My Lords, in response to the observations of the noble Lord, Lord Renton, the purpose of publishing the criteria was the hope of ensuring consistency in decision making on criminal legal aid applications. They have proved useful. But I respectfully agree with the propositions that have been made that it is clearly desirable that machinery should be available to alter the criteria if experience proves it necessary.
My noble friend Lord Morton has drawn my attention to the provision in the Legal Aid (Scotland) Act which provides that the Secretary of State may by regulations made under the section vary the factors listed, which are somewhat similar to those on my amendment, by amending factors in the list, or by adding new factors to the list. I would be content if such an addition were to be made at the next stage of proceedings. In those circumstances, on the assumption that the criteria will be included, but subject to that additional proviso, I ask leave to withdraw the amendment.Amendment, by leave, withdrawn.

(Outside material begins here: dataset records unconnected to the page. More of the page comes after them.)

PR #1741, opened 2025-03-31
feat: Add elm architecture example

Tuurlijk:
A list-detail app that uses the Elm architecture

### DIFF
--- a/Cargo.lock
+++ b/Cargo.lock
@@ -2551,6 +2551,7 @@ dependencies = [
  "cassowary",
  "compact_str",
  "document-features",
+ "hashbrown",
  "indoc",
  "itertools 0.13.0",
  "lru",
--- a/RELEASE.md
+++ b/RELEASE.md
@@ -36,7 +36,7 @@ actions](.github/workflows/cd.yml) and triggered by pushing a tag.
 ## Alpha Releases
 
 Alpha releases are automatically released every Saturday via [cd.yml](./.github/workflows/cd.yml)
-and can be manually be created when necessary by triggering the [Continuous
+and can be manually created when necessary by triggering the [Continuous
 Deployment](https://github.com/ratatui/ratatui/actions/workflows/cd.yml) workflow.
 
 We automatically release an alpha release with a patch level bump + alpha.num weekly (and when we
--- a/examples/apps/colors-rgb/src/main.rs
+++ b/examples/apps/colors-rgb/src/main.rs
@@ -115,7 +115,7 @@ impl App {
             if let Event::Key(key) = event::read()? {
                 if key.kind == KeyEventKind::Press && key.code == KeyCode::Char('q') {
                     self.state = AppState::Quit;
-                };
+                }
             }
         }
         Ok(())
--- a/examples/apps/constraint-explorer/src/main.rs
+++ b/examples/apps/constraint-explorer/src/main.rs
@@ -142,7 +142,7 @@ impl App {
             | Constraint::Fill(v)
             | Constraint::Percentage(v) => *v = v.saturating_add(1),
             Constraint::Ratio(_n, d) => *d = d.saturating_add(1),
-        };
+        }
     }
 
     fn decrement_value(&mut self) {
@@ -156,7 +156,7 @@ impl App {
             | Constraint::Fill(v)
             | Constraint::Percentage(v) => *v = v.saturating_sub(1),
             Constraint::Ratio(_n, d) => *d = d.saturating_sub(1),
-        };
+        }
     }
 
     /// select the next block with wrap around
@@ -466,7 +466,7 @@ impl ConstraintBlock {
             } else {
                 main_color
             };
-            if let Some(last_row) = area.rows().last() {
+            if let Some(last_row) = area.rows().next_back() {
                 buf.set_style(last_row, border_color);
             }
         }
--- a/examples/apps/inline/src/main.rs
+++ b/examples/apps/inline/src/main.rs
@@ -107,7 +107,7 @@ fn input_handling(tx: mpsc::Sender<Event>) {
                     event::Event::Key(key) => tx.send(Event::Input(key)).unwrap(),
                     event::Event::Resize(_, _) => tx.send(Event::Resize).unwrap(),
                     _ => {}
-                };
+                }
             }
             if last_tick.elapsed() >= tick_rate {
                 tx.send(Event::Tick).unwrap();
@@ -212,9 +212,9 @@ fn run(
                             break;
                         }
                     }
-                };
+                }
             }
-        };
+        }
     }
     Ok(())
 }
--- a/examples/apps/input-form/src/main.rs
+++ b/examples/apps/input-form/src/main.rs
@@ -236,7 +236,7 @@ impl AgeField {
             KeyCode::Up | KeyCode::Char('k') => self.increment(),
             KeyCode::Down | KeyCode::Char('j') => self.decrement(),
             _ => {}
-        };
+        }
     }
 
     fn increment(&mut self) {
--- a/examples/apps/table/src/main.rs
+++ b/examples/apps/table/src/main.rs
@@ -80,14 +80,20 @@ impl Data {
         [&self.name, &self.address, &self.email]
     }
 
+    // https://github.com/rust-lang/rust/issues/139338
+    #[allow(clippy::missing_const_for_fn)]
     fn name(&self) -> &str {
         &self.name
     }
 
+    // https://github.com/rust-lang/rust/issues/139338
+    #[allow(clippy::missing_const_for_fn)]
     fn address(&self) -> &str {
         &self.address
     }
 
+    // https://github.com/rust-lang/rust/issues/139338
+    #[allow(clippy::missing_const_for_fn)]
     fn email(&self) -> &str {
         &self.email
     }
--- a/examples/apps/todo-list/src/main.rs
+++ b/examples/apps/todo-list/src/main.rs
@@ -105,7 +105,7 @@ impl App {
             terminal.draw(|frame| frame.render_widget(&mut self, frame.area()))?;
             if let Event::Key(key) = event::read()? {
                 self.handle_key(key);
-            };
+            }
         }
         Ok(())
     }
--- a/ratatui-core/Cargo.toml
+++ b/ratatui-core/Cargo.toml
@@ -48,6 +48,7 @@ bitflags = "2.3"
 cassowary = "0.3"
 compact_str = "0.8.0"
 document-features = { workspace = true, optional = true }
+hashbrown = "0.15.2"
 indoc.workspace = true
 itertools.workspace = true
 lru = "0.12.0"
--- a/ratatui-core/src/backend.rs
+++ b/ratatui-core/src/backend.rs
@@ -100,6 +100,7 @@
 //! [Examples]: https://github.com/ratatui/ratatui/tree/main/ratatui/examples/README.md
 //! [Backend Comparison]: https://ratatui.rs/concepts/backends/comparison/
 //! [Ratatui Website]: https://ratatui.rs
+use core::ops;
 use std::io;
 
 use strum::{Display, EnumString};
@@ -341,8 +342,7 @@ pub trait Backend {
     /// For examples of how this function is expected to work, refer to the tests for
     /// [`TestBackend::scroll_region_up`].
     #[cfg(feature = "scrolling-regions")]
-    fn scroll_region_up(&mut self, region: std::ops::Range<u16>, line_count: u16)
-        -> io::Result<()>;
+    fn scroll_region_up(&mut self, region: ops::Range<u16>, line_count: u16) -> io::Result<()>;
 
     /// Scroll a region of the screen downwards, where a region is specified by a (half-open) range
     /// of rows.
@@ -363,11 +363,7 @@ pub trait Backend {
     /// For examples of how this function is expected to work, refer to the tests for
     /// [`TestBackend::scroll_region_down`].
     #[cfg(feature = "scrolling-regions")]
-    fn scroll_region_down(
-        &mut self,
-        region: std::ops::Range<u16>,
-        line_count: u16,
-    ) -> io::Result<()>;
+    fn scroll_region_down(&mut self, region: ops::Range<u16>, line_count: u16) -> io::Result<()>;
 }
 
 #[cfg(test)]
--- a/ratatui-core/src/backend/test.rs
+++ b/ratatui-core/src/backend/test.rs
@@ -1,8 +1,9 @@
 //! This module provides the `TestBackend` implementation for the [`Backend`] trait.
 //! It is used in the integration tests to verify the correctness of the library.
 
-use std::fmt::{self, Write};
-use std::{io, iter};
+use core::fmt::{self, Write};
+use core::{iter, ops};
+use std::io;
 
 use unicode_width::UnicodeWidthStr;
 
@@ -54,7 +55,7 @@ fn buffer_view(buffer: &Buffer) -> String {
             } else {
                 overwritten.push((x, c.symbol()));
             }
-            skip = std::cmp::max(skip, c.symbol().width()).saturating_sub(1);
+            skip = core::cmp::max(skip, c.symbol().width()).saturating_sub(1);
         }
         view.push('"');
         if !overwritten.is_empty() {
@@ -363,7 +364,7 @@ impl Backend for TestBackend {
     }
 
     #[cfg(feature = "scrolling-regions")]
-    fn scroll_region_up(&mut self, region: std::ops::Range<u16>, scroll_by: u16) -> io::Result<()> {
+    fn scroll_region_up(&mut self, region: ops::Range<u16>, scroll_by: u16) -> io::Result<()> {
         let width: usize = self.buffer.area.width.into();
         let cell_region_start = width * region.start.min(self.buffer.area.height) as usize;
         let cell_region_end = width * region.end.min(self.buffer.area.height) as usize;
@@ -409,11 +410,7 @@ impl Backend for TestBackend {
     }
 
     #[cfg(feature = "scrolling-regions")]
-    fn scroll_region_down(
-        &mut self,
-        region: std::ops::Range<u16>,
-        scroll_by: u16,
-    ) -> io::Result<()> {
+    fn scroll_region_down(&mut self, region: ops::Range<u16>, scroll_by: u16) -> io::Result<()> {
         let width: usize = self.buffer.area.width.into();
         let cell_region_start = width * region.start.min(self.buffer.area.height) as usize;
         let cell_region_end = width * region.end.min(self.buffer.area.height) as usize;
@@ -1026,7 +1023,7 @@ mod tests {
         #[case([A, B, C, D, E], 2..2, 2, [],                    [A, B, C, D, E])]
         fn scroll_region_up<const L: usize, const M: usize, const N: usize>(
             #[case] initial_screen: [&'static str; L],
-            #[case] range: std::ops::Range<u16>,
+            #[case] range: ops::Range<u16>,
             #[case] scroll_by: u16,
             #[case] expected_scrollback: [&'static str; M],
             #[case] expected_buffer: [&'static str; N],
@@ -1060,7 +1057,7 @@ mod tests {
         #[case([A, B, C, D, E], 2..2, 2, [A, B, C, D, E])]
         fn scroll_region_down<const M: usize, const N: usize>(
             #[case] initial_screen: [&'static str; M],
-            #[case] range: std::ops::Range<u16>,
+            #[case] range: ops::Range<u16>,
             #[case] scroll_by: u16,
             #[case] expected_buffer: [&'static str; N],
         ) {
--- a/ratatui-core/src/buffer/buffer.rs
+++ b/ratatui-core/src/buffer/buffer.rs
@@ -1,5 +1,5 @@
-use std::fmt;
-use std::ops::{Index, IndexMut};
+use core::ops::{Index, IndexMut};
+use core::{cmp, fmt};
 
 use unicode_segmentation::UnicodeSegmentation;
 use unicode_width::UnicodeWidthStr;
@@ -102,6 +102,8 @@ impl Buffer {
     }
 
     /// Returns the content of the buffer as a slice
+    // https://github.com/rust-lang/rust/issues/139338
+    #[allow(clippy::missing_const_for_fn)]
     pub fn content(&self) -> &[Cell] {
         &self.content
     }
@@ -497,8 +499,8 @@ impl Buffer {
 
             to_skip = current.symbol().width().saturating_sub(1);
 
-            let affected_width = std::cmp::max(current.symbol().width(), previous.symbol().width());
-            invalidated = std::cmp::max(affected_width, invalidated).saturating_sub(1);
+            let affected_width = cmp::max(current.symbol().width(), previous.symbol().width());
+            invalidated = cmp::max(affected_width, invalidated).saturating_sub(1);
         }
         updates
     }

had given notice of his intention to move Amendment No. 43:
Page 17, line 26, leave out ("may provide") and insert ("shall provide in prescribed circumstances").
The noble and learned Lord said: My Lords, this amendment is consequential upon the previous amendment, which was withdrawn.

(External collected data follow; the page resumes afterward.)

PR #1747, opened 2025-04-01
perf(table): replace while loop with simple min operation

EdJoPaTo:
While looking into the performance of table I noticed this. I changed it towards [the same approach used as in my table widget](https://github.com/EdJoPaTo/tui-rs-tree-widget/blob/6a5243243a7c4a608ef5f0b632b527baae649752/src/lib.rs#L208-L210).

It shouldn’t have much impact on small changes to offset / selection. Bigger changes upwards no longer require checking the height of many rows multiple times as the function has one less loop involved. The first loop still makes sure everything is correct.

This case might also exist in other widgets, haven’t checked so far.

### DIFF
--- a/ratatui-widgets/src/table.rs
+++ b/ratatui-widgets/src/table.rs
@@ -910,6 +910,11 @@ impl Table<'_> {
     fn visible_rows(&self, state: &TableState, area: Rect) -> (usize, usize) {
         let last_row = self.rows.len().saturating_sub(1);
         let mut start = state.offset.min(last_row);
+
+        if let Some(selected) = state.selected {
+            start = start.min(selected);
+        }
+
         let mut end = start;
         let mut height = 0;
 
@@ -931,16 +936,6 @@ impl Table<'_> {
                 while height > area.height {
                     height = height.saturating_sub(self.rows[start].height_with_margin());
                     start += 1;
-                }
-            }
-
-            // scroll up until the selected row is visible
-            while selected < start {
-                start -= 1;
-                height = height.saturating_add(self.rows[start].height_with_margin());
-                while height > area.height {
-                    end -= 1;
-                    height = height.saturating_sub(self.rows[end].height_with_margin());
                 }
             }
         }


joshka (approved):
LGTM, nice find. It's a good simplification of the logic regardless of perf, but what were the perf results?

joshka:
> This case might also exist in other widgets, haven’t checked so far.

I'd guess probably in the list widget too.

joshka:
Taking a deeper look through the tests for this code, the only parts which are currently tested are items with height = 1 and no top/bottom margins. I was initially thinking that this would mean that the change possibly isn't covered, but I think it's likely still covered just as much.

https://github.com/ratatui/ratatui/blob/c27fba06f1824543fa8807d85cdbdc1c23108c75/ratatui-widgets/src/table.rs#L1641-L1670

ratatui-widgets/src/table.rs
```diff
@@ -910,6 +910,11 @@ impl Table<'_> {
     fn visible_rows(&self, state: &TableState, area: Rect) -> (usize, usize) {
         let last_row = self.rows.len().saturating_sub(1);
         let mut start = state.offset.min(last_row);
+
+        if let Some(selected) = state.selected {
+            start = start.min(selected);
+        }
+
```
joshka, line 917:
```suggestion
        let mut start = state
            .selected
            .map_or(state.offset, |i| state.offset.min(i))
            .min(last_row);
```

joshka (approved):

ratatui-widgets/src/table.rs
EdJoPaTo: I think this is way harder to read, even when `i` is replaced with `selected`

EdJoPaTo:
> what were the perf results?

Not significant in comparison to creating thousands of Rows and near a million cells on every render which is why I have to build my own widget anyway.

The significant performance change is only on scrolling upward. And it's a difference of O(n) vs O(1), where the logic is mostly arithmetic and branching, so the branching is likely the expensive part here. When LLVM is smart it shrinks the branching into simple arithmetics, so any benchmarking here would end up benchmarking the optimizations LLVM finds for the given CPU architecture. I don't think its worth the effort of benchmarking this. 3 loops into 2 loops is the significant part here.

orhun (approved):
LGTM, nothing to remark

[ Amendment No. 43 not moved.]
Clause 25 [ Representation in care proceedings: scope and competent authorities]:
moved Amendment No. 44:
Page 21, line 27, at end insert ("to any person subject to and").
The noble and learned Lord said: My Lords, Amendment No. 44 is an amendment to which I have spoken a little time ago. It is one of the amendments consequential upon the amendment to Clause 7. I beg to move.
On Question, amendment agreed to.
My Lords, I beg to move that further consideration on Report be adjourned.
Moved accordingly, and, on question, Motion agreed to.
House adjourned at seven minutes before ten o'clock.